Our democracy has reached its highest level of fragility and crisis, which is consistent with the current international context. It is urgent to see the images and read the words that today’s art signals us.
Three recent exhibitions address these issues: Hiatus: a memória da violência ditatorial na América Latina [Hiatus: The Memory of Dictatorial Violence in Latin America], curated by Márcio Seligmann-Silva (Pinacoteca do Estado de São Paulo, Memorial da Resistência, 2017); Estado(s) de emergência [State(s) of Emergency], curated by Diego Matos and Priscila Arantes (Paço das Artes, Oficina Oswald de Andrade, 2018); Meta-Arquivo: 1964-1985 – Espaço de escuta e leitura de histórias da ditadura [Meta-Archive: 1964-1985 – Space for Listening and Reading Stories of the Dictatorship], curated by Ana Pato (Sesc Belenzinho, 2019).
According to Márcio Seligmann-Silva, “a nation that has never managed to look at its own traumas and history of violence straight in the eyes is compelled to repeat the same history”. It is precisely against this status quo that contemporary art urgently seeks to redress and reflect, in a state of constant vigilance against the emergence of a new regime of censorship and control. Ongoing and still inconclusive, the research on themes and debates that involve memories and traumas inherited from the Brazilian civil-military dictatorship continues to run its course amongst artists, academics, and many different government and civil society institutions. However, given the recent political conjecture, particularly since the 2018 federal elections, it is necessary to reach a higher level of awareness and mobilize civil society to resist the new wave of conservatism, institutional dismantling and destruction, and the favoring of the private over the public sphere.

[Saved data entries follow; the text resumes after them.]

PR #111, opened 2021-05-19
Remove API keys, unlink profiles, fix WebAssembly OOM errors

### LINKED ISSUE #104: Tab crashes when a WebAssembly OOM occurs
Copied from [this chromium bug report](https://bugs.chromium.org/p/v8/issues/detail?id=11735) (the bug report mentions snapcraft, but I later confirmed the flatpak package has the same problem):

**Version:** Chromium 90
**OS:** Pop!_OS 20.10
**Architecture:** x64

## What steps will reproduce the problem?

1. Install chromium with flatpak, eg
    ``` sh
    flatpak install flathub org.chromium.Chromium
    ```

2. Write the following `main.c`:

    ```c
    #include <stdlib.h>
    #include <stdio.h>

    int main()
    {
        int* p = 3000111000;
        int x = *p;
        printf("val: %d", x);

        return (0);
    }
    ```

3. Compile it and run it using emscripten

    ``` sh
    emcc main.c -o test_oob.html
    emrun --no_browser test_oob.html
    ```

4. Open `http://localhost:6931/test_oob.html` in Chromium

## What is the expected output?

The page logs an exception upon loading, then does nothing.

## What do you see instead?

The page immediately segfaults.

refi64:
- Includes the commit from & supersedes #106
- Unlinks all profiles from Google account data, as mentioned in #106, to avoid profile deletion
- Fixes #104 (...probably, I still haven't managed to build the test file...)

### DIFF
--- a/patches/0022-content-Disable-the-WASM-trap-handler-on-Linux.patch
+++ b/patches/0022-content-Disable-the-WASM-trap-handler-on-Linux.patch
@@ -1,0 +1,26 @@
+From 6bfe197bcf785bd6aaec995b0c2ae605cc6a0a44 Mon Sep 17 00:00:00 2001
+From: Ryan Gonzalez <rymg19@gmail.com>
+Date: Wed, 19 May 2021 16:20:55 -0500
+Subject: [PATCH 22/22] content: Disable the WASM trap handler on Linux
+
+---
+ content/public/common/content_features.cc | 3 +--
+ 1 file changed, 1 insertion(+), 2 deletions(-)
+
+diff --git a/content/public/common/content_features.cc b/content/public/common/content_features.cc
+index cb6a06386a67c..4aed3b34bd146 100644
+--- a/content/public/common/content_features.cc
++++ b/content/public/common/content_features.cc
+@@ -817,8 +817,7 @@ const base::Feature kWebAssemblyThreads {
+ };
+ 
+ // Enable WebAssembly trap handler.
+-#if (defined(OS_LINUX) || defined(OS_CHROMEOS) || defined(OS_WIN) || \
+-     defined(OS_MAC)) &&                                             \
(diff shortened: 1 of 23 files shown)


refi64:
(let's pretend I didn't write the patch, then forget to add it to the manifest)

wjt (approved):
LGTM but I would like someone who is still signed in with a managed account, and has not already accidentally deleted it by testing #106 :-), to give it a spin.

ramcq:
Restored my backup profile (with oauth tokens) and tested, worked fine!

patches/0022-content-Disable-the-WASM-trap-handler-on-Linux.patch
```diff
@@ -0,0 +1,26 @@
+From 6bfe197bcf785bd6aaec995b0c2ae605cc6a0a44 Mon Sep 17 00:00:00 2001
+From: Ryan Gonzalez <rymg19@gmail.com>
+Date: Wed, 19 May 2021 16:20:55 -0500
+Subject: [PATCH 22/22] content: Disable the WASM trap handler on Linux
```
wjt, line 4: Why is this desirable?

refi64: @wjt Slightly worse performance on bounds checks. I'd like to explore an alternative solution (I'd guess the sandbox is blocking the trap handler, but tbh I'm not really sure *why* yet), but this seems like a nasty enough bug (esp if it breaks *all* bounds checks, which I have unfortunately been unable to test) that adding a workaround until we know more is worthwhile.

dsd:
> But I would like someone who is still signed in with a managed account, and has not already accidentally deleted it by testing #106 :-), to give it a spin.

I tested this and it worked here.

Today, in contrast to the previous decade, our democracy has reached its most critical state of vulnerability and crisis, which is mirrored by the current international context. Therefore, taking into account Bernardo Kucisnki’s viewpoint, it is a matter of urgency to be able to look at the images and read the words that the art world so sensitively turns our gaze to. Perhaps it is through art itself that we will be able to find the answers to the democratic impasses that we presently face and, consequently, respond to the cultural and ideological disputes at play. As aptly argued by Italian writer, thinker and activist Franco Berardi, it is time to look at “futurability”, that is, we must be able to see and become aware of the various possible futures inscribed in the present, maneuvering the possibilities that capitalism tries to deprive us from.
Seligmann-Silva, Márcio. “Repetições: Tudo de novo”, in Priscilla Arantes and Diego Matos, Estado(s) de emergência. São Paulo: Paço das Artes, 2019, p. 15.
Berardi, Franco. Depois do futuro. São Paulo: Ubu Editora, 2019, p. 178.